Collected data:
§ §

PR #2649, opened 2025-10-23
feat: Add a builder pattern to the schema v2 library and fix how caveats are converted

josephschorr:
## Description

Adds a builder pattern for the schema v2 lib.

Example with Done:

```go
	s := schema.NewSchemaBuilder().
		AddDefinition("document").
		AddRelation("owner").
		AllowedDirectRelation("user").
		Done().
		AddRelation("editor").
		AllowedDirectRelation("user").
		Done().
		AddRelation("viewer").
		AllowedDirectRelation("user").
		Done().
		AddPermission("view").
		UnionExpr().
		AddRelationRef("owner").
		AddRelationRef("editor").
		AddRelationRef("viewer").
		Done().
		Done().
		Done().
		Build()
```

Example with constructors:

```go
	s := schema.NewSchemaBuilder().
		Definition(
			schema.NewDefinition("user"),
		).
		Definition(
			schema.NewDefinition("document").
				Relation(schema.NewRelation("owner").AllowedDirectRelation("user")).
				Relation(schema.NewRelation("editor").AllowedDirectRelation("user")).
				Relation(schema.NewRelation("viewer").AllowedDirectRelation("user")).
				Permission(
					schema.NewPermission("view", schema.Union(
						schema.RelRef("owner"),
						schema.RelRef("editor"),
						schema.RelRef("viewer"),
					)),
				),
		).
		Build()
```

## Testing

Local unit tests

### DIFF
--- a/pkg/schema/v2/builder.go
+++ b/pkg/schema/v2/builder.go
@@ -1,0 +1,709 @@
+package schema
+
+import "github.com/authzed/spicedb/pkg/tuple"
+
+// Common caveat parameter type constants for use with CaveatBuilder.
+const (
+	CaveatTypeInt        = "int"
+	CaveatTypeBool       = "bool"
+	CaveatTypeString     = "string"
+	CaveatTypeBytes      = "bytes"
+	CaveatTypeDouble     = "double"
+	CaveatTypeUInt       = "uint"
+	CaveatTypeDuration   = "duration"
+	CaveatTypeTimestamp  = "timestamp"
+	CaveatTypeIPAddress  = "ipaddress"
+	CaveatTypeList       = "list"
+	CaveatTypeMap        = "map"
+	CaveatTypeAny        = "any"
+	CaveatTypeListString = "list<string>"
+	CaveatTypeListInt    = "list<int>"
+	CaveatTypeMapAny     = "map<any>"
+)
+
+// SchemaBuilder provides a fluent API for constructing schemas programmatically.
+// It maintains parent-child relationships automatically and provides method chaining.
+//
+// Example usage:
+//
+//	schema := NewSchemaBuilder().
+//		AddDefinition("user").
+//			Done().
+//		AddDefinition("document").
+//			AddRelation("owner").
+//				AllowedDirectRelation("user").
+//				Done().
+//			AddRelation("viewer").
+//				AllowedDirectRelation("user").
+//				AllowedRelation("group", "member").
+//				Done().
+//			AddPermission("view").
+//				UnionExpr().
+//					Add(RelRef("owner")).
+//					Add(RelRef("viewer")).
+//					Done().
+//				Done().
+//			Done().
+//		AddCaveat("has_access").
+//			Expression("resource == 42").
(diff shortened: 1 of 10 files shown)


pkg/schema/v2/builder.go
```diff
@@ -0,0 +1,605 @@
...
+		db.definition.permissions[name] = permission
+	}
+	return &PermissionBuilder{
+		definitionBuilder: db,
+		permission:        permission,
+	}
+}
+
+// Done completes the definition and returns to the schema builder.
+func (db *DefinitionBuilder) Done() *SchemaBuilder {
```
barakmich, line 203: All these `Done()` functions actually don't "complete the definition" and need to be called, strictly? It may leave things in an intermediate state, and you don't have to call them? The only thing they allow is a really deep (and in my opinion, messy) chain. 

```
schema := NewSchemaBuilder()
schema.Definition("user")
doc := schema.Definition("document")
doc.Relation("owner").AllowedDirectRelation("user")
..etc...
```

josephschorr: Strictly, no. They are more so you can "pop-out" one level and continue using the builder pattern

barakmich: Yeah, the pop-out I get. But then you end up with these ugly super chains. 

And you can keep the super chains. But then the godoc is off.

josephschorr: I still prefer the chains; I feel they are much easier to use as a human

ecordell: IMO the kube applyconfig packages do this well: you can chain things at the same level only.

```go
  applyappsv1.Deployment(name, namespace).
    WithSpec(applyappsv1.DeploymentSpec().
      WithReplicas(replicaCount),
    )
```
(hard to find good examples in the wild but I found this [blog post](https://superorbital.io/blog/server-side-type-tetris/))

translating the example it would be something like:
```go
schema.NewSchema().
  Definition(
    schema.Definition("document").
      Relation(
         schema.Relation("owner").AllowedDirectRelation("user")
      ).
      Relation(
         schema.Relation("editor").AllowedDirectRelation("user")
      ).
      Relation(
         schema.Relation("viewer").AllowedDirectRelation("user")
      ).
      Permission(
        schema.Permission("view", schema.Union(
          schema.RelationRef("owner"), 
          schema.RelationRef("editor"), 
          schema.RelationRef("viewer"),
        ))
      )
   ).
   Definition(schema.Definition("user").Relation(schema.Relation("friend").AllowedDirectRelation("user"))  // added for example
```
but you can be flexible in what stuff is pure-builder vs. what constructors take in (i.e. here I opted to have `Union` take a list of sub expressions vs. building them only)

josephschorr: Yeah, there are a few different designs. I, personally, prefer the `.Done` approach, as it reads how I write (and these are primarily for humans to use), but I could be convinced to change constructors to *also* support taking in the children (we could easily support both)

josephschorr: Added both designs

PR #2651, opened 2025-10-24
chore: change nil references to be their own object type in schema v2

josephschorr:
This is necessary to make resolution easier and to not use a magic string for nil

## Testing

Unit tests


barakmich (approved):
Obviously makes sense as nil is a thing.

_Why_ nil is a thing I don't 100% get, but, sure.

josephschorr:
> Obviously makes sense as nil is a thing.
> 
> _Why_ nil is a thing I don't 100% get, but, sure.

Its to allow for easy slotting during development, i.e.

`permission view = nil // I'll fill this in later`

Also allows for disabling a permission without returning an error

PR #2652, opened 2025-10-27
feat: Add a property-based schema and relationship generator

josephschorr:
Will be used for validation of logic in consistency test suites


pkg/schema/v2/schema.go
```diff
@@ -31,6 +31,13 @@ func (s *Schema) Caveats() map[string]*Caveat {
 	return s.caveats
 }
 
+// GetTypeDefinition returns the type definition with the given name and a boolean
+// indicating whether it exists in the schema.
+func (s *Schema) GetTypeDefinition(name string) (*Definition, bool) {
```
barakmich, line 36: This is good, and I thought it existed before but it doesn't, instead there's `s.Definitions()[name]` in, eg, `pkg/query/build_tree.go` -- so probably use this method there

barakmich (approved):
Approved with cleanup nit

pkg/schema/v2/schema.go
josephschorr: I'll do a followup clean PR

josephschorr: https://github.com/authzed/spicedb/pull/2659

PR #986, opened 2022-11-08
logging and error handling improvements

vroldanbet:
Closes https://github.com/authzed/spicedb/issues/980
Closes https://github.com/authzed/spicedb/issues/903
Some improvements related to https://github.com/authzed/spicedb/issues/753

This PR includes various improvements around:
- handling context cancellation and deadline errors so the API returns the correct gRPC code
- reduce log noise

The commit log contains a detailed description of each change.

PR #2654, opened 2025-10-27
fix: do not warn if requestid middleware errors due to ErrIllegalHeaderWrite

miparnisari:
## Description

Sometimes, we are seeing this:

```

{"level":"warn","error":"rpc error: code = Internal desc = transport: SendHeader called multiple times","time":"2025-10-27T18:15:17Z","message":"requestid: could not report metadata"} |  
```

This is noisy, because `Internal` triggers our 5xx alarms.

## Changes

- Fix `requestid` middleware
- Minor refactor to `usagemetric` middleware (no functional changes)

## References

Similar PR with a similar change was sent in https://github.com/authzed/spicedb/pull/986

### DIFF
--- a/internal/middleware/usagemetrics/usagemetrics.go
+++ b/internal/middleware/usagemetrics/usagemetrics.go
@@ -3,6 +3,7 @@ package usagemetrics
 import (
 	"context"
 	"strconv"
+	"strings"
 	"time"
 
 	"github.com/grpc-ecosystem/go-grpc-middleware/v2/interceptors"
@@ -38,7 +39,7 @@ type reporter struct{}
 
 func (r *reporter) ServerReporter(ctx context.Context, callMeta interceptors.CallMeta) (interceptors.Reporter, context.Context) {
 	_, methodName := grpcutil.SplitMethodName(callMeta.FullMethod())
-	ctx = ContextWithHandle(ctx)
+	ctx = contextWithHandle(ctx)
 	return &serverReporter{ctx: ctx, methodName: methodName}, ctx
 }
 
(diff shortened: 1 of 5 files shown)


internal/middleware/usagemetrics/usagemetrics.go
```diff
@@ -48,19 +49,25 @@ type serverReporter struct {
...
 }
 
+// PostCall is invoked after all PostMsgSend operations.
 func (r *serverReporter) PostCall(_ error, _ time.Duration) {
 	responseMeta := FromContext(r.ctx)
 	if responseMeta == nil {
 		responseMeta = &dispatch.ResponseMeta{}
 	}
 
-	err := annotateAndReportForMetadata(r.ctx, r.methodName, responseMeta)
```
miparnisari, line 57: FYI inlined function

internal/middleware/usagemetrics/usagemetrics.go
```diff
@@ -48,19 +49,25 @@ type serverReporter struct {
...
-		return
-	}
+	DispatchedCountHistogram.WithLabelValues(r.methodName, "false").Observe(float64(responseMeta.DispatchCount))
+	DispatchedCountHistogram.WithLabelValues(r.methodName, "true").Observe(float64(responseMeta.CachedDispatchCount))
+	err := responsemeta.SetResponseTrailerMetadata(r.ctx, map[responsemeta.ResponseMetadataTrailerKey]string{
+		responsemeta.DispatchedOperationsCount: strconv.Itoa(int(responseMeta.DispatchCount)),
+		responsemeta.CachedOperationsCount:     strconv.Itoa(int(responseMeta.CachedDispatchCount)),
+	})
 	if err != nil {
+		// if context is cancelled, the stream will be closed, and gRPC will return ErrIllegalHeaderWrite
```
miparnisari: FYI `ErrIllegalHeaderWrite` is not public so we cannot reference it from here :(

pkg/middleware/requestid/requestid.go
```diff
@@ -54,6 +55,7 @@ func (r *handleRequestID) ClientReporter(ctx context.Context, meta interceptors.
 	return interceptors.NoopReporter{}, ctx
 }
 
+// ServerReporter is invoked before the request begins processing.
```
miparnisari, line 58: FYI this is what makes it tricky to test - if this code was inside `PostCall` like the other middleware above, it would be easier to simulate a context cancellation which would cause `PostCall` to _notice it_

internal/middleware/usagemetrics/usagemetrics.go
barakmich: Perhaps add this note to this comment? (and below?)

miparnisari: done

pkg/middleware/requestid/requestid.go
```diff
@@ -67,7 +69,11 @@ func (r *handleRequestID) ServerReporter(ctx context.Context, _ interceptors.Cal
 			responsemeta.ResponseMetadataTrailerKey(responsemeta.RequestID): requestID,
 		})
 		if err != nil {
-			log.Ctx(ctx).Warn().Err(err).Msg("requestid: could not report metadata")
+			// if context is cancelled, the stream will be closed, and gRPC will return ErrIllegalHeaderWrite (which is private)
+			// this prevents logging unnecessary error messages
+			if !strings.Contains(err.Error(), "SendHeader called multiple times") {
```
tstirrat15, line 74: Is there a way to check whether the stream is already closed before we attempt to set the trailer metadata, rather than attempting and then having to read the error?

pkg/middleware/requestid/requestid_test.go
```diff
@@ -358,17 +359,29 @@ func TestRequestIDMiddlewareTimeout(t *testing.T) {
...
+
+			// context will be cancelled in the middle of the middleware (if we are lucky)
+			ctx, cancel := context.WithTimeout(s.T().Context(), 1*time.Millisecond)
+			defer cancel()
+
+			var trailer metadata.MD
+			_, err := s.Client.PingEmpty(ctx, &testpb.PingEmptyRequest{}, grpc.Trailer(&trailer))
+
+			// The RPC should fail due to context cancellation, but middleware should handle it gracefully
+			require.Error(s.T(), err)
```
tstirrat15, line 382: this is in a goroutine

pkg/middleware/requestid/requestid.go
miparnisari: Not that i know of.. we can get the stream with `grpc.ServerTransportStreamFromContext` but we can't get its state

PR #2655, opened 2025-10-27
Lint fixes part 10

tstirrat15:
Parting out #2455 

## Description
Another set of lint fixes

## Changes
Will annotate

## Testing
Review. See that tests pass.

### DIFF
--- a/pkg/datastore/test/revisions.go
+++ b/pkg/datastore/test/revisions.go
@@ -2,6 +2,7 @@ package test
 
 import (
 	"context"
+	"errors"
 	"fmt"
 	"sync"
 	"testing"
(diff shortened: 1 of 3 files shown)


pkg/datastore/test/revisions.go
```diff
@@ -300,18 +300,33 @@ func ConcurrentRevisionsTest(t *testing.T, tester DatastoreTester) {
...
+					errCh <- fmt.Errorf("HeadRevision error: %w", err)
+					continue
+				}
+				if err := ds.CheckRevision(ctx, head); err != nil {
+					errCh <- fmt.Errorf("CheckRevision error: %w", err)
+					continue
+				}
+				if !(head.GreaterThan(startingRev) || head.Equal(startingRev)) {
+					errCh <- fmt.Errorf("head revision is not greater than or equal to startingRev")
+				}
```
tstirrat15, line 322: The semantics of this test are a little unclear - I guess it seems like it should be "if any of these error conditions are met at any point the test fails," which matches the way it was rewritten. I'm not quite sure what an alternative would be.

pkg/releases/releases_test.go
```diff
@@ -24,8 +24,9 @@ func TestGetLatestRelease(t *testing.T) {
 	})
 
 	t.Run("successful release fetch", func(t *testing.T) {
+		var receivedPath string
 		server := httptest.NewServer(http.HandlerFunc(func(w http.ResponseWriter, r *http.Request) {
-			require.Equal(t, "/repos/authzed/spicedb/releases/latest", r.URL.Path)
+			receivedPath = r.URL.Path
```
tstirrat15, line 29: Not technically thread-safe, but shouldn't be getting invoked more than once.

pkg/schema/typesystem_test.go
```diff
@@ -15,6 +15,7 @@ import (
 )
 
 func TestTypeSystemConcurrency(t *testing.T) {
+	fmt.Println("starting test")
```
miparnisari:
```suggestion
```

miparnisari (dismissed):

miparnisari (approved):

PR #2656, opened 2025-10-28
fix: properly rewrite errors for watch api, part 2

miparnisari:
This is a continuation of https://github.com/authzed/spicedb/pull/2640

### DIFF
--- a/internal/services/shared/errors.go
+++ b/internal/services/shared/errors.go
@@ -177,6 +177,9 @@ func rewriteError(ctx context.Context, err error, config *ConfigForErrors) error
 		return status.Errorf(codes.Canceled, "watch canceled by user: %s", err)
 	case errors.As(err, &datastore.WatchDisconnectedError{}):
 		return status.Errorf(codes.ResourceExhausted, "watch disconnected: %s", err)
+	case errors.As(err, &datastore.WatchRetryableError{}):
+		// Unavailable is safe to retry
+		return status.Error(codes.Unavailable, err.Error())
 	case errors.As(err, &datastore.CounterAlreadyRegisteredError{}):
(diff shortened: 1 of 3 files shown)


internal/services/shared/errors.go
```diff
@@ -177,6 +177,9 @@ func rewriteError(ctx context.Context, err error, config *ConfigForErrors) error
 		return status.Errorf(codes.Canceled, "watch canceled by user: %s", err)
 	case errors.As(err, &datastore.WatchDisconnectedError{}):
 		return status.Errorf(codes.ResourceExhausted, "watch disconnected: %s", err)
+	case errors.As(err, &datastore.WatchRetryableError{}):
+		// FailedPrecondition is safe to retry
+		return status.Error(codes.FailedPrecondition, err.Error())
```
vroldanbet: It would seem like `Unavailable` is a better error condition

From https://grpc.io/docs/guides/status-codes/

>The service is currently unavailable. This is most likely a transient condition, which can be corrected by retrying with a backoff. Note that it is not always safe to retry non-idempotent operations.

Whereas FailedPrecondition says this

>The operation was rejected because the system is not in a state required for the operation’s execution. For example, the directory to be deleted is non-empty, an rmdir operation is applied to a non-directory, etc. Service implementors can use the following guidelines to decide between FAILED_PRECONDITION, ABORTED, and UNAVAILABLE: (a) Use UNAVAILABLE if the client can retry just the failing call. (b) Use ABORTED if the client should retry at a higher level (e.g., when a client-specified test-and-set fails, indicating the client should restart a read-modify-write sequence). (c) Use FAILED_PRECONDITION if the client should not retry until the system state has been explicitly fixed. E.g., if an “rmdir” fails because the directory is non-empty, FAILED_PRECONDITION should be returned since the client should not retry unless the files are deleted from the directory.

miparnisari: Yeah i only had one reason for using FailedPrecondition, which was that we didn't alarm on it 😆 i've updated to use Unavailable now.

PR #2663, opened 2025-10-28
feat: add internal flag for running CheckPermission with a query plan

barakmich:


pkg/cmd/serve.go
```diff
@@ -167,6 +167,10 @@ func RegisterServeFlags(cmd *cobra.Command, config *server.Config) error {
 
 	experimentalFlags := nfs.FlagSet(BoldBlue("Experimental"))
 	// Flags for experimental features
+	experimentalFlags.BoolVar(&config.ExperimentalQueryPlan, "experimental-query-plan", false, "enables experimental query plan within the API")
```
josephschorr: I recommend making this take a string instead of a bool; that way, we can put options or other flags in it, if need be

PR #2664, opened 2025-10-28
chore: remove NodeID middleware and replace with static function

miparnisari:
When we invoke the dispatcher out of band and in parallel with the normal request handlers, there can be a race wherein we have two pieces of code trying to read the `nodeid` from the context, and one of them may be attempting to write it.


internal/testserver/server.go
```diff
@@ -131,6 +132,10 @@ func NewTestServerWithConfigAndDatastore(require *require.Assertions,
 						Name:       "servicespecific",
 						Middleware: servicespecific.UnaryServerInterceptor,
 					},
+					{
```
miparnisari: This is suspicious. Why do we have this custom server setup here? It seems it's only used by the steelthread tests. Why can't those tests use a default server, why do they need a special arrangement of middleware?

josephschorr: Because we don't need all the other middleware running and all it does it increase the test time to have them running

miparnisari: How could middleware add so much test time that we decide to not include them?

pkg/middleware/nodeid/nodeid.go
vroldanbet, line 1: This is no longer middleware, but it still lives in `pkg/middleware`?

This is btw a breaking change, since it's deleting exported packages. Not that we have directives in place to honor that kind of compatibility, we only focus on gRPC / HTTP API compatibility.

pkg/middleware/nodeid/nodeid.go
```diff
@@ -37,66 +26,10 @@ func init() {
...
-
-// ContextWithHandle adds a placeholder to a context that will later be
-// filled by the Node ID.
-func ContextWithHandle(ctx context.Context) context.Context {
-	return context.WithValue(ctx, nodeIDKey, &nodeIDHandle{})
+	computedNodeID = spiceDBPrefix + hex.EncodeToString(hasher.Sum(nil))
 }
 
-// FromContext reads the node's ID out of a context.Context.
-func FromContext(ctx context.Context) (string, error) {
```
vroldanbet, line 50: @josephschorr do you remember why you turned this into a middleware in the first place? The nodeID is not request specific, yet it was designed as if it was. Is there perhaps something we are missing? I don't see the nodeID showing up in logs, so I can't find an explanation for original design.

pkg/middleware/nodeid/nodeid.go
vroldanbet: alternatively, if we find having it as a middleware is still necessary (I can't find a reason), I'd suggest reimplementing it using `authzed/ctxkey` module

vroldanbet (commented):
This seems to make sense, although I'm worried we are missing a reason why this was designed as a middleware. As far as I can tell, there is no reason for it, since the nodeID is deterministic, and based on the host.

Only remark would be to move this outside of the middleware package

pkg/middleware/nodeid/nodeid.go
miparnisari: >This is no longer middleware, but it still lives in pkg/middleware

yes, i wasn't sure where to move it to; do you have a suggestion?

pkg/middleware/nodeid/nodeid.go
josephschorr: I think the idea was to provide custom node ID support, but then it was never requested

pkg/middleware/nodeid/nodeid.go
miparnisari: @vroldanbet I will merge as is but please do let me know if you have a suggestion for a better place and I can move it in a follow-up PR

PR #2667, opened 2025-10-29
Lint fixes part 11

tstirrat15:
Part of parting out #2455 

## Description
More lint fixes for the pile

## Changes
Will annotate.

## Testing
Review. See that tests pass.

### DIFF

§ §

[Work request] Lines in the data containing the string "authzed" are to be counted; give that number alone.

[Your solution] 9